**BRIEF:** Below are the records. Gather each line that holds "AArdeev".

**Collected data:**
• • • •

PR #5696, opened 2026-07-03
box.error: added e:unpack() raise example

tmr-g:


doc/reference/reference_lua/box_error.rst
```diff
@@ -175,6 +175,51 @@ Error details may include an error code, type, message, and trace.
     :end-before: Get error details: end
     :dedent:
 
+.. NOTE::
+
+    You can use the error details table to raise an error, but that error would not be as the original.
```
AArdeev: You can use the error details table to raise an error, but that error would not be the same as the original.

AArdeev (approved):

doc/reference/reference_lua/box_error.rst
tmr-g: Thanks! Fixed

PR #5729, opened 2026-09-11
doc: drop layout specification at index level

nshy:
We drop layout specification at index level altogether in https://github.com/tarantool/tarantool-ee/commit/6a01330df4fea5c608b2b9b36b137fa83e9269b8. So let's clean it from documentation skipping usual procedure with TarantoolBot request to avoid users confusion.

Created with the help of AI.


nshy:
PR is will be redone in Gitlab repo.

PR #87, opened 2017-12-18
Unescaped `user_id` in URL lead to suprises

mdornseif:
`user_id`s can contain characters which are not URL-save like `@`. This patch adds proper escaping so `auth0api.users.get('auth0|user@example.com')` returns an existing user instead of 404.

See also https://community.auth0.com/questions/12952/types-of-user-id-allowed

### DIFF
--- a/auth0/v3/management/users.py
+++ b/auth0/v3/management/users.py
@@ -1,3 +1,5 @@
+import urllib
+
 from .rest import RestClient
 
 
@@ -21,7 +23,7 @@ class Users(object):
     def _url(self, id=None):
         url = 'https://%s/api/v2/users' % self.domain
         if id is not None:
-            return url + '/' + id
+            return url + '/' + urllib.quote(id)
         return url
 
     def list(self, page=0, per_page=25, sort=None, connection=None, q=None,


lbalmaceda:
Will the proposed solution (urllib) work on python 2.7 and up? That's the minimum python version auth0-python supports, as far as I see. 
For python 2 you can use [urllib.quote](https://docs.python.org/2/library/urllib.html#urllib.quote) but newer python versions seem to have split the library:

>**Note:** The urllib module has been split into parts and renamed in Python 3 to urllib.request, urllib.parse, and urllib.error. The 2to3 tool will automatically adapt imports when converting your sources to Python 3. Also note that the urllib.request.urlopen() function in Python 3 is equivalent to urllib2.urlopen() and that urllib.urlopen() has been removed.

Shouldn't it be then `urllib.parse.quote` for v3? How can you handle both scenarios?

Please, don't forget to add failing tests that get resolved with this changes.

lbalmaceda:
@mdornseif  CI now runs both for python 2.7 and 3. You might want to re-check this PR if still interested. If not, let me know and I'll close it and put it on our backlog. Thanks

• • • •

**TASK ANSWER:**
AArdeev: You can use the error details table to raise an error, but that error would not be the same as the original.
AArdeev (approved):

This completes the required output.